Drowning in numbers
2012-05-23
FLORENCE/ GENEVA/ BANGKOK/ DELHI/ HONG KONG, 23 May 2012 – A new report states that although drowning is a leading killer of children across parts of Asia, highly effective and cost-efficient programs to reduce such drowning deaths are not being sufficiently emaced. Child Drowning: Evidence for a newly recognized cause of child mortality in low and middle income countries in Asia surveyed four countries (Bangladesh, Cambodia, Vietnam & Thailand), together with two provinces in China (Beijing and Jiangxi). |
Ms Maggie Cheung, the UNICEF Ambassador in China visited Jiangxi to know more about child drowning. |
“For too long drowning has been a hidden killer,” said Gordon Alexander, the Director of UNICEF’s Office of Research. “Over the past three decades countries have made strong, continuous progress on infectious disease reduction. However no impact has been made on drowning deaths. As a result, drowning is emerging as a leading cause of death for children after infancy (1year) in the countries surveyed for this report. And yet drowning is off the political radar.”
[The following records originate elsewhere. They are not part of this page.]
PR #17812, opened 2026-02-02
Implement multi-connector search support

murggel:
## Summary 

Support connector-specific filter tree splitting for multi-connector searches with different owner/login names.

## Problem

When searching across multiple geocaching connectors, each connector may have a different login name for the user. Filter trees containing owner/origin filters need to be evaluated per-connector, as a filter like "owned by me" must resolve to the correct login name for each connector. Previously, the filter tree was applied uniformly, which led to incorrect results when different connectors use different account names.

### `OwnerGeocacheListLoader`

A second constructor is added that accepts a **list of connectors** instead of a single username. In this mode, `getAdditionalFilterParameter()` builds a combined `OR` filter: for each connector in the list, it creates an `AND(OwnerFilter[username], OriginFilter[connector])` branch using the connector's own login name (via `ILogin.getUserName()`). This allows each connector to be queried with its specific owner name. The original single-username constructor remains for backward compatibility.

### `GeocacheFilter`

The `GeocacheFilter` class is extended with logic to split and adapt the filter tree per connector:

- **`getAndChainIfPossibleForConnector(IConnector)`**: New public entry point that returns the AND-chain of base filters relevant for a specific connector.
- **`keepFilterForConnector()`**: Recursively strips or adapts connector-specific filter nodes (especially `OriginGeocacheFilter`) from the filter tree. Redundant or inapplicable branches are pruned.
- **`keepLogicalGeocacheFilterForConnector()`**: Handles logical combinators (AND, OR, NOT) — invalidates branches where origin constraints exclude the given connector.
- **`isFilterValidForConnector()`**: Checks whether an AND filter is compatible with the given connector, considering nested `OriginGeocacheFilter` and `NOT(OriginGeocacheFilter)` nodes.
- **`processLogicalFilterForConnector()`**: Generic helper that rebuilds logical filter nodes with only the children remaining after connector-specific pruning.

## Impact

- No breaking changes to existing filter behavior
- Improves correctness of connector-specific searches (e.g. owner name searches on opencaching vs. geocaching.com)
- The `OR(AND(owner, origin), ...)` structure built by `OwnerGeocacheListLoader` is correctly split per connector by `GeocacheFilter`, so each connector's search backend receives only its relevant filter branch
- Filter tree splitting is purely in-memory; no storage or serialization changes

**_implemented and summary-creation with support of copilot_**

### DIFF
--- a/main/src/main/java/cgeo/geocaching/SearchActivity.java
+++ b/main/src/main/java/cgeo/geocaching/SearchActivity.java
@@ -7,6 +7,7 @@ import cgeo.geocaching.address.AddressListActivity;
 import cgeo.geocaching.connector.ConnectorFactory;
 import cgeo.geocaching.connector.IConnector;
 import cgeo.geocaching.connector.al.ALConnector;
+import cgeo.geocaching.connector.capability.ILogin;
 import cgeo.geocaching.connector.capability.ISearchByGeocode;
 import cgeo.geocaching.connector.gc.GCConnector;
 import cgeo.geocaching.connector.internal.InternalConnector;
@@ -59,6 +60,8 @@ import androidx.appcompat.content.res.AppCompatResources;
 import androidx.cardview.widget.CardView;
 import androidx.core.graphics.Insets;
 
+import java.util.ArrayList;
+import java.util.List;
 import java.util.Locale;
 import java.util.function.Consumer;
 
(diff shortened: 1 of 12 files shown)


murggel:
For testing I have to check, if I can fake the owners of caches for different connectors (e.g. import via GPX)

main/src/main/java/cgeo/geocaching/SearchActivity.java
```diff
@@ -471,12 +474,38 @@ private void init() {
...
 
         addSearchCard(R.string.search_own_caches, R.drawable.ic_menu_owned)
-                .addOnClickListener(() -> findByOwnerFn(Settings.getUserName()));
+                .addOnClickListener(this::searchOwnCaches);
 
         addSearchCard(R.string.caches_history, R.drawable.ic_menu_recent_history)
                 .addOnClickListener(() -> startActivity(CacheListActivity.getHistoryIntent(this)));
     }
 
+    private void searchOwnCaches() {
```
JakeDot: Can you group this new function with the findByOwnerFn overloads?

JakeDot:
I implemented this a little differently in jakedot#200.

murggel:
> I implemented this a little differently in jakedot#200.

You are right, my implementation is slightly wrong

murggel:
First draft of implementing multi-connector-search-support:
For each connector keep the relevant branch of the search-tree.

I stick to the current approach for the AND-chain.

murggel:
Maybe replaced by PR #18002

Issue #17540, opened 2025-10-12
Calculator: Add function sum("A";"Z")


murggel:
### Tell us your idea!

For various calculations, it is necessary to add up consecutive variables. 

### What solution would you suggest?

A "sum" function would therefore be helpful, where you can specify the start and end values

sum("A";"Z")

eddiemuc:
This can only be implemented if you pass the values as string eg:

`sum("A";"Z")`

Otherwise the variables A and Z would be evaluated to their value, and only their value is then passed to the function.

murggel:
> This can only be implemented if you pass the values as string eg:
> 
> `sum("A";"Z")`
> 
> Otherwise the variables A and Z would be evaluated to their value, and only their value is then passed to the function.

Would be fine for me as well

murggel:
I will try that with Copilot. Did already tried a prompt locally, will enhance that and run it here

murggel:
I closed PR #17771  in favor of a more clean approach -> see PR  #17827

PR #17814, opened 2026-02-03
rel to #17540 and PR #17771: Allow to define functions with own variable dependencies

eddiemuc:
rel to #17540 and PR #17771: Allow to define functions with own variable dependencies

@murggel  this is an extension of the FormulaFunction features to allow defining own, additional variable dependencies baased on constant (literal) parameter values. It contains an example-defined function "TESTSUM" which is a very poor summing-implementation but demonstrates how to use the features. The example can be found in class FormulaFunctions

image

### DIFF
--- a/main/src/main/java/cgeo/geocaching/utils/formulas/Formula.java
+++ b/main/src/main/java/cgeo/geocaching/utils/formulas/Formula.java
@@ -17,6 +17,7 @@ import android.text.style.ForegroundColorSpan;
 import android.util.Pair;
 
 import androidx.annotation.NonNull;
+import androidx.annotation.Nullable;
 import androidx.core.util.Supplier;
 
 import java.math.MathContext;
@@ -111,6 +112,7 @@ public final class Formula {
         private FormulaNode[] children;
 
         public final Set<String> neededVars;
+        public final boolean hasRanges;
 
         FormulaNode(final String id, final FormulaNode[] children,
                     final Func3<ValueList, Function<String, Value>, Integer, Value> function) {
@@ -126,15 +128,16 @@ public final class Formula {
         FormulaNode(final String id, final FormulaNode[] children,
                     final Func3<ValueList, Function<String, Value>, Integer, Value> function,
                     final Func4<ValueList, Function<String, Value>, Integer, Set<Integer>, CharSequence> functionToErrorString,
-                    final Consumer<Set<String>> explicitelyNeeded) {
+                    final Consumer<Set<String>> explicitlyNeeded) {
 
             this.id = id;
             this.children = children == null ? FORMULA_NODE_EMPTY_ARRAY : children;
             this.function = function;
             this.functionToErrorString = functionToErrorString;
-            this.neededVars = Collections.unmodifiableSet(calculateNeededVars(explicitelyNeeded, children));
+            this.neededVars = Collections.unmodifiableSet(calculateNeededVars(explicitlyNeeded, children));
+            this.hasRanges = hasRanges(this);
 
-            if (this.neededVars.isEmpty() && !hasRanges(this)) {
+            if (isConstant()) {
                 //this means that function is constant!
                 this.function = createConstantFunction();
                 final CharSequence csResult = evalToCharSequenceInternal(y -> null, -1).getAsCharSequence();
@@ -145,6 +148,19 @@ public final class Formula {
 
         public String getId() {
             return this.id;
+        }
+
+        public boolean isConstant() {
+            return this.neededVars.isEmpty() && !this.hasRanges;
+        }
+
+        @Nullable
+        public Value getConstantValue() {
+            if (!isConstant()) {
+                return null;
+            }
+            //if this is a constant function, then the following call will work
+            return function.call(null, null, -1);
         }
 
         public Set<String> getNeededVars() {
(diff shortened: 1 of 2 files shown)


murggel:
@eddiemuc thanks, will check that out

main/src/main/java/cgeo/geocaching/utils/formulas/Formula.java
```diff
@@ -136,10 +137,14 @@ private static class FormulaNode {
 
             if (this.neededVars.isEmpty() && !hasRanges(this)) {
                 //this means that function is constant!
-                this.function = createConstantFunction();
+                final Pair<Value, Func3<ValueList, Function<String, Value>, Integer, Value>> constantPair = createConstantFunction();
```
eddiemuc: Note to self: this is far too complex. Member `constantValue` is not needed at all. Moreover, by introducing it I skipped the possibility that constant evaluation raises an exception. Remove this crap again.

All we need are two methods in FormulaNode:
- `isConstant()`: returns true if getNeededVars() returns an empty set AND hasRanges() returns false
- getConstantValue(): returns null if `isConstant()` is false. Otherwise calls `function` with empty var set and returns result (or raises exception)

main/src/main/java/cgeo/geocaching/utils/formulas/Formula.java
```diff
@@ -858,11 +863,22 @@ private FormulaNode parseFunction(final String functionName) {
         }
 
         final FormulaFunction formulaFunction = Objects.requireNonNull(FormulaFunction.findByName(functionName));
+        final FormulaNode[] paramNodes = params.toArray(new FormulaNode[0]);
+        final List<Value> constantValues = new ArrayList<>();
+        for (FormulaNode paramNode : paramNodes) {
+            if (paramNode.constantValue != null) {
```
eddiemuc: Note to self:
Remove this, non-constant parameters should be added as null values, so the function can know at compile time how many parameters were given and on which position those were located.

eddiemuc (commented):
I didn't do it right the first time...

eddiemuc:
...and now I can't ask copilot for help because this is a cross-repo-PR. This is really a downside! Hope GitHub fixes this soon

murggel:
> I didn't do it right the first time...

Ok, then I will look first for a different approach to parse and expand ranges.
My first one (from copilot) seems also way too complex

eddiemuc:
> > I didn't do it right the first time...
> 
> Ok, then I will look first for a different approach to parse and expand ranges.
> My first one (from copilot) seems also way too complex 

I think I will cleanup and include this extension to formula framework anyway because it is a nice feature enhancement to write functions.

eddiemuc:
Fixed bad code and commented out example code (I left it in so murggel can take a look).
Ready for review imho

main/src/main/java/cgeo/geocaching/utils/formulas/Formula.java
eddiemuc: done

main/src/main/java/cgeo/geocaching/utils/formulas/Formula.java
eddiemuc: done

eddiemuc:
@murggel can I merge this PR or will this mess with your work on sum and refactoring?

main/src/main/java/cgeo/geocaching/utils/formulas/Formula.java
```diff
@@ -858,11 +874,20 @@ private FormulaNode parseFunction(final String functionName) {
         }
 
         final FormulaFunction formulaFunction = Objects.requireNonNull(FormulaFunction.findByName(functionName));
+        final FormulaNode[] paramNodes = params.toArray(new FormulaNode[0]);
+        final List<Value> constantParamValues = new ArrayList<>();
+        for (FormulaNode paramNode : paramNodes) {
+            constantParamValues.add(paramNode.getConstantValue());
```
murggel, line 880: You need to check, whether paramNode.isConstant, otherwise you will add a nullptr.

main/src/main/java/cgeo/geocaching/utils/formulas/Formula.java
```diff
@@ -858,11 +874,20 @@ private FormulaNode parseFunction(final String functionName) {
...
+        }
+
+        final Set<String> explicitelyNeededVars = formulaFunction.getExplicitelyNeededVars(constantParamValues);
```
murggel: If you want you can fix the typo ... `explicitly`

murggel:
> @murggel can I merge this PR or will this mess with your work on sum and refactoring?

This will not mess with my work - i just tested it and found a bug -> see my review comment

main/src/main/java/cgeo/geocaching/utils/formulas/Formula.java
eddiemuc: That's intentional. It gives the implementing function the chance to check at compile time:
- how man parameters were passed
- which ones were constant and which ones were not

main/src/main/java/cgeo/geocaching/utils/formulas/Formula.java
eddiemuc: Yes

eddiemuc: done

murggel: The typo is in all related names...

eddiemuc: corrected there as well

murggel:
@eddiemuc thanks, will continue my work on this base -> PR  #17827

Looks promising

PR #17834, opened 2026-02-08
fix #17812: Implement multi-connector owner search support with ConnectorUsernameMap (extends #17812)

JakeDot:
## Description

Refactors connector-username mapping to use a dedicated type with proper nullability annotations. Addresses review feedback from PR jakedot#197 to replace the magic string "default" with explicit `null` values and introduce a specialized HashMap class.

Addresses JakeDot's review comments on PR https://github.com/cgeo/cgeo/pull/17812. The original implementation had a critical filtering bug where OR(Owner1, Owner2) would incorrectly match any owner on any connector. For example, user "JakeDot" on geocaching.com and "JakeDotNet" on opencaching would also match JakeDotNet's caches from geocaching.com.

The report finds that the vast majority of the drowning deaths are preventable. They tend to occur within 20 metres of the home and are the result of unsupervised children wandering off and falling into local water hazards.
The report includes new evidence into prevention interventions in an operational research program in Bangladesh, showing:
- Drowning death rates among children attending village crèches were reduced by more than 80 per cent as a direct result of having adequate supervision.
- Drowning death rates in children 4 years and older who participated in SwimSafe (swimming and safe rescue training) were reduced by more than 90 per cent.
UNICEF’s Gordon Alexander said the research suggests governments and development agencies can do more to support drowning prevention interventions through scaling up early childhood education/crèche programmes, and with improved integration with ongoing public health, education and disaster risk programmes, together with better mapping of the true prevalence of drowning.
“This report makes clear that there is a serious – and until now, hidden – problem in the countries surveyed. It also provides evidence of affordable interventions that can save hundreds of thousands of children’s lives. We must now act where we have the evidence, and investigate whether similar underreporting and preventable deaths are happening elsewhere.”